そこで古河電工は、以前から手がけるInPを使った半導体レーザーの技術などを生かし、信頼性を高めることを狙う。結晶成長時のゆがみや欠陥に対して「知見がある」(大橋氏)とし、こうした課題解消による性能や将来的な歩留まり(良品率)の向上につなげたい考えだ。
熱対策の検討も不可欠
光I/OではCPOでも課題となっている熱対策が、さらに困難を極めそうだ。CPOでは、レーザーの熱による熱応力やゆがみ、不具合の発生を防ぐためにパッケージ内にはレーザーを置かず、外部光源(ELS:External Light Source)を使う方式が主流になっている。一方、光I/OでELSを使うと消費電力低減の利点が得られにくい。「(光I/Oのような光電融合技術で)レーザーをELSにした場合、内蔵と比較して消費電力が2倍程度になる。信頼性や生産性の課題はあるが、ELSを使えば従来の電気配線と置き換える利点が少なくなってしまう」。こう述べるのは、NTTでメンブレンフォトニクスを開発してきた先端集積デバイス研究所フェローの松尾慎治氏だ。

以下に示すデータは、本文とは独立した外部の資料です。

Issue #3473, opened 2023-05-22
🚀 Feature: API endpoint to fetch execution details by transactionId


chauandrew:
### 🔖 Feature description

Create a new api endpoint that returns the execution details for events related to a given `transactionId`. 

### 🎤 Why is this feature needed ?

Currently, we support fetching execution details by `notificationId` and `subscriberId`. However, when we trigger a notification to a topic, we cannot easily get the execution details for all dependencies of that action. 

eg: we trigger a notification to a topic with 100 subscribers. It is difficult to get the execution details for all 100 subscribers.

In this case, it would be helpful to query the execution details by `transactionId`.

### ✌️ How do you aim to achieve this?

Create a new api endpoint (`/execution-details/transaction/:transactionId`) that returns the execution details for a given transaction. 

Since a transaction can have many notifications/subscribers attached to it, I think it makes sense to group each set of execution-details by notificationId/subscriberId.

I would also like to add the ability to filter by status (Pending, Success, Failure). 

The query will also need to be paginated, so the json response should include `totalCount`, `pageSize`, and `page`. 

### 🔄️ Additional Information

Here's a [thread](https://discord.com/channels/895029566685462578/1107698920643108964) in the discord with some more discussion on the topic. 

### 👀 Have you spent some time to check if this feature request has been raised before?

- [X] I checked and didn't find similar issue

### 🏢 Have you read the Code of Conduct?

- [X] I have read the [Contributing Guidelines](https://github.com/novuhq/novu/blob/main/CONTRIBUTING.md)

### Are you willing to submit PR?

Yes I am willing to submit a PR!

NK8916:
Hey,can i pick this up?

jainpawan21:
Sure @NK8916 

Could you please share your approach, how you will add this feature?

gitstart:
@jainpawan21 I would like to pick this up if it's still available, here is my approach. The aim is to create an endpoint that filters execution details by `transactionId` and other stated parameters.

1. Implement a repository function at the execution-details level that will allow filtering by transaction and other stated params
2. This repository can then be injected into services that will expose the feature to the controller
3. The query written will be optimized with params such as counts, page size, and current page to improve performance

PR #3567, opened 2023-06-07
NV-2381 - 🚀 Feature: API endpoint to fetch execution details by transactionId

gitstart:
This feature enables users to filter execution details by transactionId

closes https://github.com/novuhq/novu/issues/3473

### Other information

Happy hacking! 🎉

---


gitstart:
@scopsy This is ready for review.

apps/api/src/app/execution-details/execution-details.controller.ts
```diff
@@ -36,4 +46,27 @@ export class ExecutionDetailsController {
...
     );
   }
+
+  @Get('/transaction/:transactionId')
+  @ApiResponse(ExecutionDetailsFilterResponseDto)
+  @ApiOperation({
+    summary: 'Get execution details by transaction id',
+  })
+  @ExternalApiAccessible()
+  getNotificationTemplates(
```
ainouzgali, line 56: Copy Paste🤪🙃

apps/api/src/app/execution-details/execution-details.controller.ts
```diff
@@ -36,4 +46,27 @@ export class ExecutionDetailsController {
...
+    @Query() query: GetExecutionDetailsByTransactionRequestDto
+  ): Promise<ExecutionDetailsFilterResponseDto> {
+    return this.getExecutionDetailsByTransactionId.execute(
+      GetExecutionDetailsByTransactionIdCommand.create({
+        transactionId,
+        organizationId: user.organizationId,
+        userId: user._id,
+        environmentId: user.environmentId,
+        page: query.page ? query.page : 0,
+        limit: query.limit ? query.limit : 1,
```
ainouzgali, line 68:
```suggestion
        limit: query.limit ? query.limit : 10,
```
I feel 10 is a reasonable default limit

ainouzgali, line 68:
```suggestion
        page: query.page ??  0,
        limit: query.limit ??  10,
```
Up to you, this syntax is my preference  :)

apps/api/src/app/execution-details/execution-details.controller.ts
```diff
@@ -36,4 +46,27 @@ export class ExecutionDetailsController {
       })
     );
   }
+
+  @Get('/transaction/:transactionId')
```
ainouzgali, line 50: I am not sure about the structure of this endpoint. The beginning with  '/transaction' I mean. I wonder if we should maybe do transactionId as a parameter  or maybe only '/:transactionId' 
@djabarovgeorge do you have a suggestion?

ainouzgali (commented):
Hi @gitstart ! Thank you for all your thoughtful contributions!! Much appreciated. 

Added some small comments and suggestions, let me know what you think

apps/api/package.json
```diff
@@ -118,4 +118,4 @@
       "eslint"
     ]
   }
-}
```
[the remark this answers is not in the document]
ainouzgali: oops, sorry. started the review before your recent changes :)

apps/api/src/app/execution-details/execution-details.controller.ts
gitstart: @ainouzgali Great suggestion. Looking at it, that makes more sense.

Looking at the base get endpoint, the main difference between this new one and that one is that we're filtering by `transactionId` so `/:transactionId` seems like a good structure and we've already implemented it that way in the latest commit.

p-fernandez: The path should be pluralised as per REST design.
```/transactions/:transactionId```.

File: libs/dal/src/repositories/execution-details/execution-details.repository.ts [hunk 5]
```diff
@@ -44,4 +44,26 @@ export class ExecutionDetailsRepository extends BaseRepository<
...
+   */
+  public async findAllNotificationExecutionsByTransactionId(
+    transactionId: string,
+    environmentId: string,
+    skip = 0,
+    limit = 10
+  ) {
+    const requestQuery = {
+      _environmentId: environmentId,
+      transactionId: transactionId,
```
djabarovgeorge, line 59: transactionId is not indexed on our end, therefore we will need to add it so we won't scan all the collection, we are using Compound Indexes so we should add it to the 
`executionDetailsSchema.index({
  _environmentId: 1,
});`
as a second index or create a new one for it, I am not entirely sure yet what will be the most optimized one.

gitstart:
@ainouzgali @p-fernandez @djabarovgeorge your feedback comments have been implemented.

scopsy:
@p-fernandez jumping in here, shouldn't we just have the transactionId as a query filter on the existing GET / method?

メンブレンレーザーの熱対策では、レーザーの下部に配置する二酸化ケイ素(SiO2)層が特に問題になる。SiO2は熱伝導率が低いために放熱しにくいからだ。この際の放熱は異種材料集積と関連する要素が大きく、SiO2上部に置くInPの結晶再成長の精度が関わる。「日本メーカーは(InPのような)化合物半導体の再成長や切り出しが得意だ」(NTTの才田氏)とし、古河電工のような企業との協業などにより放熱性を高めて課題解消に向ける。
前出のNEDOの光チップレット実装技術の研究開発プロジェクトでも、熱対策の問題に取り組む。同プロジェクトに参画するNTTデバイスクロステクノロジは、光I/Oのチップ全体を含めた熱設計を担当し、全体最適化により熱を効率的に逃がせる構造の開発を模索している。